(Items from a dataset)
Issue #1686, opened 2017-10-10
tabindex problem when two forms in same page


nproto:
* **I'm submitting a ...**
[] bug report
[x] feature request
[ ] question about the decisions made in the repository

* **What is the current behavior?**
When there are two forms autogenerated in the same page the focus from the first field of the first form jumps to first field of the second form, then it comes back to the second of the first form and then again to the second of the second form and so on.

* **If the current behavior is a bug, please provide the steps to reproduce and if possible a screenshots**.

* **What is the expected behavior?**
The focus  should stay in the same form until all field is exhausted.

* **What is the motivation / use case for changing the behavior?**
There many cases where two forms are present in the same page

* **Link to jsFiddle that demonstrates the problem:**

* **Other information**
The problem occurs because the tabindex numbering of the fields  starts from 1 in each form. So there are two fields with tabindex 1, two with tabindex 2 and so on.
A solution could be to allow the setting of tabindex in the field options or even set the starting number of the autoincrement used for the tabindex, in the form options.

nproto:
I noticed that I can set the tabindex through the attr  option. When I set for example 
{ field: 'ff', type: 'test', html: { caption: 'ff', attr:'tabindex=102' } } it works fine.

mpf82:
I created a PR #1708, that will not completely solve this issue, but you can now assign a value to ``w2form.tabindexBase``, so you do not need to assign a tabindex to every field manually.

nproto:
This will solve the issue. Thank you.

vitmalina:
PR merged

Issue #1660, opened 2017-08-26
What with Raspberries ?


okinadok:
what is the fate of vitmalina ?
what's wrong with him ?
my email : okinadok@gmail.com

mpf82:
@mrg2001 / @vitmalina Not a w2ui issue, this topic can probably be closed.

PR #1708, opened 2017-11-04
added w2form.tabindexBase

mpf82:
added w2form.tabindexBase, added docs, related issue: #1686, ran code through jshint, replaced some == and != comparisons with === and !==

Edit: the first radio item in a radio group will also get a tabindex now.


mpf82:
@vitmalina Did I modify/create the ``/docs`` files correctly? The property and the page content didn't show up for me, but I think that's because the property was not yet in the w2form prototype?

Oh, and maybe you can close the issues that I have linked in my recent PRs?

I have tried to review almost all open issues, trying to fix them or commenting that they can be closed, mostly because of missing clarification/inactivity - or because they do not belong to the issues, such as this topic: #1660

Cheers =)

rsudip90:
Is it released yet (in nightly build)?

rsudip90:
and what about form template, aren't we supposed to set the tabIndex with value for form templates too? Right now it is only being set in `generateHTML` method, instead of that it should be handle inside render or maybe refresh event. So that it would work with auto-generated html code as well as form template's html code? Otherwise `tabindex` with value has to be put manually in form template! :) I don't know but I'm just throwing an idea so that it could be userful and helpful for both option!

PR #1711, opened 2017-11-06
w2uiのアップデート　

takahashi-tosh:
sorry never mind this pull request
pls close


vitmalina:
You should not change files in /dist/* folder as they are generated. Please change the source and then it is compiled with grunt.

PR #1729, opened 2017-12-11
Grid statesave

mpf82:
make grid.stateSave more flexibel


mpf82:
Use case: also save ``column.render`` if you want to.

Default settings will behave the same as the current stateSave().

This makes it also possible to save any custom column property.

**Exercise goal**
Restate the data exactly, keeping every line intact.

**Output for this exercise**
Issue #1686, opened 2017-10-10
tabindex problem when two forms in same page


nproto:
* **I'm submitting a ...**
[] bug report
[x] feature request
[ ] question about the decisions made in the repository

* **What is the current behavior?**
When there are two forms autogenerated in the same page the focus from the first field of the first form jumps to first field of the second form, then it comes back to the second of the first form and then again to the second of the second form and so on.

* **If the current behavior is a bug, please provide the steps to reproduce and if possible a screenshots**.

* **What is the expected behavior?**
The focus  should stay in the same form until all field is exhausted.

* **What is the motivation / use case for changing the behavior?**
There many cases where two forms are present in the same page

* **Link to jsFiddle that demonstrates the problem:**

* **Other information**
The problem occurs because the tabindex numbering of the fields  starts from 1 in each form. So there are two fields with tabindex 1, two with tabindex 2 and so on.
A solution could be to allow the setting of tabindex in the field options or even set the starting number of the autoincrement used for the tabindex, in the form options.

nproto:
I noticed that I can set the tabindex through the attr  option. When I set for example 
{ field: 'ff', type: 'test', html: { caption: 'ff', attr:'tabindex=102' } } it works fine.

mpf82:
I created a PR #1708, that will not completely solve this issue, but you can now assign a value to ``w2form.tabindexBase``, so you do not need to assign a tabindex to every field manually.

nproto:
This will solve the issue. Thank you.

vitmalina:
PR merged

Issue #1660, opened 2017-08-26
What with Raspberries ?


okinadok:
what is the fate of vitmalina ?
what's wrong with him ?
my email : okinadok@gmail.com

mpf82:
@mrg2001 / @vitmalina Not a w2ui issue, this topic can probably be closed.

PR #1708, opened 2017-11-04
added w2form.tabindexBase

mpf82:
added w2form.tabindexBase, added docs, related issue: #1686, ran code through jshint, replaced some == and != comparisons with === and !==

Edit: the first radio item in a radio group will also get a tabindex now.


mpf82:
@vitmalina Did I modify/create the ``/docs`` files correctly? The property and the page content didn't show up for me, but I think that's because the property was not yet in the w2form prototype?

Oh, and maybe you can close the issues that I have linked in my recent PRs?

I have tried to review almost all open issues, trying to fix them or commenting that they can be closed, mostly because of missing clarification/inactivity - or because they do not belong to the issues, such as this topic: #1660

Cheers =)

rsudip90:
Is it released yet (in nightly build)?

rsudip90:
and what about form template, aren't we supposed to set the tabIndex with value for form templates too? Right now it is only being set in `generateHTML` method, instead of that it should be handle inside render or maybe refresh event. So that it would work with auto-generated html code as well as form template's html code? Otherwise `tabindex` with value has to be put manually in form template! :) I don't know but I'm just throwing an idea so that it could be userful and helpful for both option!

PR #1711, opened 2017-11-06
w2uiのアップデート　

takahashi-tosh:
sorry never mind this pull request
pls close


vitmalina:
You should not change files in /dist/* folder as they are generated. Please change the source and then it is compiled with grunt.

PR #1729, opened 2017-12-11
Grid statesave

mpf82:
make grid.stateSave more flexibel


mpf82:
Use case: also save ``column.render`` if you want to.

Default settings will behave the same as the current stateSave().

This makes it also possible to save any custom column property.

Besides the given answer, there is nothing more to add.